For scientists, Batagaika provides an invaluable glimpse into the past 650,000 years or so of Siberia’s history, including its long-vanished animals. In 2018 hunters found a 42,000-year-old foal from an extinct horse species in Batagaika.
Elsewhere in the region, gulag prisoners in 1946 found a nest of mummified 30,000-year-old Arctic squirrels. Other cryonic secrets of the permafrost have included a cave lion cub, a severed wolf’s head from the Pleistocene and a woolly rhinoceros. The melting permafrost has become a muddy, stinking treasure trove for people searching for mammoth remains, which can be sold at a high price. In some parts of the tundra, one can trip on prehistoric bones jutting out of the ground.
Sometimes the materials that come out of the permafrost aren’t even dead. In another part of Siberia, the warming ground has yielded a 24,000-year-old invertebrate that was able to reproduce once it was thawed and 46,000-year-old worms that scientists reportedly revived in 2018.

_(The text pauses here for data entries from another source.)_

PR #325, opened 2024-08-09
DM-45687: Add a timer to rebuild script

roceb:


bin/rebuild
```diff
@@ -217,8 +218,9 @@ fi
   if [[ -n $TAG ]]; then
     eups tags --clone="$BUILD" "$TAG"
   fi
-
-  echo "# BUILD $BUILD completed."
+  timer_end=$(date +%s)
+  RUNTIME=$((timer_end-timer_start))
+  echo "# BUILD $BUILD completed. Took $RUNTIME seconds to complete"
```
timj, line 223:
```suggestion
  echo "# BUILD $BUILD completed in $RUNTIME seconds."
```
I think I prefer not to say "complete" twice.

timj (approved):
Looks good. Minor tweaking of sentence requested.

bin/envconfig
```diff
@@ -72,15 +72,6 @@ if [ "$finish" = true ]; then
   return
 fi
 
-if [[ -n $BASH_VERSION ]]; then
```
timj, line 75: What's this change about? It's not part of the stated goal of this commit.

roceb: Committed by mistake.

PR #327, opened 2025-01-19
DM-46554: Update eups platform address for arm64

roceb:


ktlim (approved):
I guess I was kind of hoping we could start getting rid of the `miniconda-` part as part of this transition, but that can come later.

PR #334, opened 2025-03-16
DM-49474: Add flag to install a specific rubin-env

mwittgen:


bin/deploy
```diff
@@ -34,13 +34,14 @@ usage() {
...
 
-		Usage: $0 [-h] [-r REF|-v VERSION|-x TAG]
+		Usage: $0 [-h] [-r REF|-v VERSION|-x TAG] [-R ENV]
 
 		Specific options:
 	    -v VERSION  a specific version of rubin-env conda package.
 	                By default will use the version specified in etc/settings.cfg.sh
 	    -r REF      git reference (SHA1) in scipipe_conda_env repository (backward compatibility)
 	    -x TAG      eups tag to select the exact environment for that tag
+    -R ENV      install a specific rubin-env, like rubin-env-developer
```
ktlim, line 44:
```suggestion
    -R ENV      install a specific rubin-env variant, like rubin-env-developer
```

bin/deploy
```diff
@@ -34,13 +34,14 @@ usage() {
   # note that heredocs are prefixed with tab chars
   fail "$(cat <<-EOF
 
-		Usage: $0 [-h] [-r REF|-v VERSION|-x TAG]
+		Usage: $0 [-h] [-r REF|-v VERSION|-x TAG] [-R ENV]
```
ktlim, line 37:
```suggestion
		Usage: $0 [-h] [-r REF|-v VERSION|-x TAG] [-R VARIANT]
```

bin/deploy
```diff
@@ -225,7 +229,7 @@ main() {
       if [[ -n $TAG ]]; then
         ARGS+=("--file" "${TAG}.env")
       else
-        ARGS+=("rubin-env=${RUBIN_ENV_VERSION}")
+        ARGS+=("${LSST_RUBIN_ENV_NAME}=${RUBIN_ENV_VERSION}")
```
ktlim, line 232: Since bin/deploy is for developers anyway, I guess it's OK that this now allows installation of any conda package instead of rubin-env.

ktlim (approved):

bin/deploy
mwittgen: Added some additional checks

roceb: My only comment is whether -R is a good flag or not. Otherwise this looks good to me

mwittgen: -V instead?

PR #335, opened 2025-03-18
DM-49530: Fix check for osx arm

mwittgen:


roceb (approved):
Don't know where I got the 64 from. Good catch

PR #338, opened 2025-05-07
DM-50758: Added posthook script to fix shebang on binaries 

roceb:


bin/envconfig
```diff
@@ -161,6 +185,7 @@ if [ ! -d "$EUPS_PATH" ]; then
   echo "::: Deploying manifest.remap"
   ln -sf "${LSSTSW}/etc/manifest.remap" "${EUPS_PATH}/site/manifest.remap"
 fi
+copy_postinstall_fix
```
timj, line 188: Please put this inside the above `if` block. It seems to me that the code creating the directory and putting in the manifest remap file should be the same code that is copying in the post install hook. I don't expect a situation where someone is creating the directory themselves and then getting confused when binary installs break (they won't have the manifest remap either so will have other problems). If we do that we can simplify the other code that is checkign for the presence of the hook and telling us it is checking for the hook.

timj (approved):
Looks great. Thanks. Can you please turn this into two commits: 1 to clean up the unnecessary EUPS_PATH setting in deploy, and the other adding the hook installation?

Permafrost is crucial to the global climate because of what it holds on to. Once it starts telling its secrets, it sets off a dangerous feedback loop: The thaw causes more precipitation and thicker snow cover, which in turn keeps warmth in, cold air out and deepens the active layer at the top of the permafrost that thaws seasonally. Worldwide, soil in the permafrost zone contains about 1.6 trillion tons of carbon — about twice as much as there is in Earth’s atmosphere. Scientists call this deep legacy carbon, composed of plants and animals that froze before they had a chance to decay. Batagaika releases 4,000 to 5,000 tons of carbon per year, along with immense quantities of water and sediment.
For better or worse, the Batagaika crater is reaching the limits of its expansion, as the ground erodes all the way to the bedrock that marks the end of the permafrost. But across Siberia, wildfires and deforestation, along with air warming much faster than the global average, are speeding up the permafrost thaw, creating more problems. The carbon of hundreds of millenniums is bursting up into the atmosphere, reeking of decay and warming the earth further still. The mammoths and squirrels, the worms and bacteria and the masses of carbon unearthed by the thaw are ghosts of the past, demanding a reckoning.